PR #5234, opened 2026-03-06
Issue #5233: Prevent uninitialized value warning.

### LINKED ISSUE #5233: Further stabilize GetFieldStates unit test
At least on rel-11_1, the ACL system module complained about use of uninitialized value, which seemingly is due to the fact that not the full ACL data is passed on from the test.

Also, this seemingly prevents setting the ACL to invalid correctly. Therefor, it should be tested if the ACL actually is invalid after updating.

Based on #3813.

stefanhaerter:
Also added testing if ACLs actually are invalid after updating and took care of two unused variables.

closes #5233


MichaelThumes (approved):
looks good, let's give it a try

Issue #5148, opened 2026-02-11
Include package ImportExportStandardObjects into core


stefanhaerter:

stefanhaerter:
Remaining ToDos are:

- [x] write documentation
- [x] add unit tests with simple test cases for each object type
- [x] include adaptions for service and SLA

stefanhaerter:
Documentation has been written and merged, closing the issue.

PR #5246, opened 2026-03-12
Issue #5148: Fixed valid column for generic agent export screen.

stefanhaerter:
Included fix applied to package.

references #5148


bschmalhofer:
LGTM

-=-=-

WORK REQUEST |
Output the records in full, exactly.

OUTPUT OF THE EXERCISE |
PR #5234, opened 2026-03-06
Issue #5233: Prevent uninitialized value warning.

### LINKED ISSUE #5233: Further stabilize GetFieldStates unit test
At least on rel-11_1, the ACL system module complained about use of uninitialized value, which seemingly is due to the fact that not the full ACL data is passed on from the test.

Also, this seemingly prevents setting the ACL to invalid correctly. Therefor, it should be tested if the ACL actually is invalid after updating.

Based on #3813.

stefanhaerter:
Also added testing if ACLs actually are invalid after updating and took care of two unused variables.

closes #5233


MichaelThumes (approved):
looks good, let's give it a try

Issue #5148, opened 2026-02-11
Include package ImportExportStandardObjects into core


stefanhaerter:

stefanhaerter:
Remaining ToDos are:

- [x] write documentation
- [x] add unit tests with simple test cases for each object type
- [x] include adaptions for service and SLA

stefanhaerter:
Documentation has been written and merged, closing the issue.

PR #5246, opened 2026-03-12
Issue #5148: Fixed valid column for generic agent export screen.

stefanhaerter:
Included fix applied to package.

references #5148


bschmalhofer:
LGTM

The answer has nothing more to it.